Evicting Enclave Pages

Intel SGX paging allows the Operating System (OS) to evict multiple pages out of the EPC under a single synchronization. Flow for evicting a list of pages from the EPC is:

  1. For each page to be evicted from the EPC:
  2. Select an empty slot in a Version Array (VA) page. (If no empty VA page slots exist, create a new VA page using the EPA leaf function.)
  3. Remove linear-address to physical-address mapping from the enclave context's mapping tables (page table and EPT tables).
  4. Execute the EBLOCK leaf function for the target page.
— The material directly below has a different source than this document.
PR #914, opened 2022-04-23
Fix ED related issue for DEX for creating new tokens.

vivekvpandya:
## Issue
In integration test while creating new token , TokenError::BelowMinimum is hit.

This sets the target page state to BLOCKED. At this point, no new mappings of the page will be created. So any access which does not have the mapping cached in the TLB will generate a #PF.
  5. For each enclave containing pages selected in step 1:
    • Execute an ETRACK leaf function pointing to that enclave's SECS. This initiates the tracking process that ensures that all caching of linear-address to physical-address translations for the blocked pages is cleared.
  6. For all logical processors executing in processes (OS) or guests (VMM) that contain the enclaves selected in step 1:
  • Issue an IPI (inter-processor interrupt) to those threads. This causes those logical processors to asynchronously exit any enclaves they might be in, and as a result, flush cached linear-address to physical-address translations that might hold stale translations to blocked pages. There is no need for additional measures, such as performing a "TLB shootdown."
  1. After enclaves exit, allow logical processors to resume normal operation, including enclave re-entry as the tracking logic keeps track of the activity.
  2. For each page to be evicted:
    • Evict the page using the EWB leaf function with parameters including the effective-address pointer to the EPC page, the VA slot, a 4K byte buffer to hold the encrypted page contents, and a 128-byte buffer to hold page metadata. The last three elements are tied together cryptographically and must be used to later reload the page.
  3. At this point, system software has the only copy of each page data encrypted with its page metadata in the main memory.
Loading Enclave Page

To reload a previously evicted page, the system software needs four elements: the VA slot used when the page was evicted, a buffer containing the encrypted page contents, a buffer containing the page metadata, and the parent SECS to associate with this page. If the VA page or the parent SECS are not already in the EPC, they must be reloaded first.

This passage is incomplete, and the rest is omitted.